--- Material for this exercise Enclosed Below ---

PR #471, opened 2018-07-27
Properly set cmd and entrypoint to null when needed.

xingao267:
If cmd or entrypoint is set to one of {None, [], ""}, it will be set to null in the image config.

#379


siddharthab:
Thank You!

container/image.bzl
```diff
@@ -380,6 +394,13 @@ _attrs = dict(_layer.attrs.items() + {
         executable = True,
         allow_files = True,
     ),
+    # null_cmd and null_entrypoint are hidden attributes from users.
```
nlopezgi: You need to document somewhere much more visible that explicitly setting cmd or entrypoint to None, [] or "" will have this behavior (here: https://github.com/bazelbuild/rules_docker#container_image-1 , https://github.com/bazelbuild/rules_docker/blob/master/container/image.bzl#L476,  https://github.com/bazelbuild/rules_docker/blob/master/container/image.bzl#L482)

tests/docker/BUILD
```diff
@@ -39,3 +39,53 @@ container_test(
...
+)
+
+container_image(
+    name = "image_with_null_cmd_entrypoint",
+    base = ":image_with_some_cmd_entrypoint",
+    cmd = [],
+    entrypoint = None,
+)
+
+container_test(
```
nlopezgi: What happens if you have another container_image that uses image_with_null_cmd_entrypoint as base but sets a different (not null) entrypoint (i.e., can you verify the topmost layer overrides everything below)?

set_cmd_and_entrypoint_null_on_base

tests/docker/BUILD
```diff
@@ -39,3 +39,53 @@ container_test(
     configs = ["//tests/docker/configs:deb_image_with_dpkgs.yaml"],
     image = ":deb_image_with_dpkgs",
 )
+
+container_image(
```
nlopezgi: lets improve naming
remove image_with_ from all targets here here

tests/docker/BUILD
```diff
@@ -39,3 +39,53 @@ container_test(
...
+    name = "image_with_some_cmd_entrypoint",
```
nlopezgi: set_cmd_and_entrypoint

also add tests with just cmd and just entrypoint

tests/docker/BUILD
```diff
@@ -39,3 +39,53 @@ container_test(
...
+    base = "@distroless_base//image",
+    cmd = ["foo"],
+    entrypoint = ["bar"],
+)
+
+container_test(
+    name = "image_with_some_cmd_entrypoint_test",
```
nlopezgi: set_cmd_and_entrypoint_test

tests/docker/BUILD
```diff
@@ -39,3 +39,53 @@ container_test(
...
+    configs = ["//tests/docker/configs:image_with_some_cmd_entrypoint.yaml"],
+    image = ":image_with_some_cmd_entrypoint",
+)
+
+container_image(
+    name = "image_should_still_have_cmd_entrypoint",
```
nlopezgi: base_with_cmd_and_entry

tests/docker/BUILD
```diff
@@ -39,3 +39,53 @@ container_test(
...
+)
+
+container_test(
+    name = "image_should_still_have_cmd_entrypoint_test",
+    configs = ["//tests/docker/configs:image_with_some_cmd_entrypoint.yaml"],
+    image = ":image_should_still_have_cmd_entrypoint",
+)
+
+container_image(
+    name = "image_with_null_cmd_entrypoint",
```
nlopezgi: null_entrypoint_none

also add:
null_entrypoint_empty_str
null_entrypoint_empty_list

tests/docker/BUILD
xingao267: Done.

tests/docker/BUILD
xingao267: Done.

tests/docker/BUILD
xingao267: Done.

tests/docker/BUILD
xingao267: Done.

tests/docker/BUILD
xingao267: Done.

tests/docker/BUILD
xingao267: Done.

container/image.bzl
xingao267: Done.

--- End of Enclosed Material for this exercise ---
--- Material for this exercise Enclosed Below ---

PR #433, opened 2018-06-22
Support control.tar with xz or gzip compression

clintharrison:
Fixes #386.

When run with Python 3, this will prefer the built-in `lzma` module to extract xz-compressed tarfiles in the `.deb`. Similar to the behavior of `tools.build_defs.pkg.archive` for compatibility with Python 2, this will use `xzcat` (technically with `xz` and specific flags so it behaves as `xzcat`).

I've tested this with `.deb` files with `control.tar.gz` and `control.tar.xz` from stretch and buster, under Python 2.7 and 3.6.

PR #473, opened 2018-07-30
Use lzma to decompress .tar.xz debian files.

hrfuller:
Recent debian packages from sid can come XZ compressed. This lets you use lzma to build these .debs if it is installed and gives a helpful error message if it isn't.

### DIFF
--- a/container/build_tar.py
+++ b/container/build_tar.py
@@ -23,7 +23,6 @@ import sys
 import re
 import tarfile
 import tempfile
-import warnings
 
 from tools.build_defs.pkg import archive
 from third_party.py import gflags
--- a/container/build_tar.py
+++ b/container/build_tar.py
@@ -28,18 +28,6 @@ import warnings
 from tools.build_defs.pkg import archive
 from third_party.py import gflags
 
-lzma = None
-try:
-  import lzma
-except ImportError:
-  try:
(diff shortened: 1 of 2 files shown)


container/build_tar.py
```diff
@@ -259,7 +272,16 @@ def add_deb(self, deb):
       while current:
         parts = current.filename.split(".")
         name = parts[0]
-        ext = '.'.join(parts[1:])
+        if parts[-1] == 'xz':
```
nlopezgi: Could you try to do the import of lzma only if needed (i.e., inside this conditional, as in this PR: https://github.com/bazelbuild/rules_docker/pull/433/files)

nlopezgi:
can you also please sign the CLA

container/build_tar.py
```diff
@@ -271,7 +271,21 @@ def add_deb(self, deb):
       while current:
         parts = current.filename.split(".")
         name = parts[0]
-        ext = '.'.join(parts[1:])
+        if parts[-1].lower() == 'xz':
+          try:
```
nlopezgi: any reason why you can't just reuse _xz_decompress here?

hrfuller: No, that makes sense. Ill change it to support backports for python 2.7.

--- End of Enclosed Material for this exercise ---

• [What is required] Looking over the entries above, how many lines contain the string "just"? State the number and nothing else.

• [Solution to this problem] 2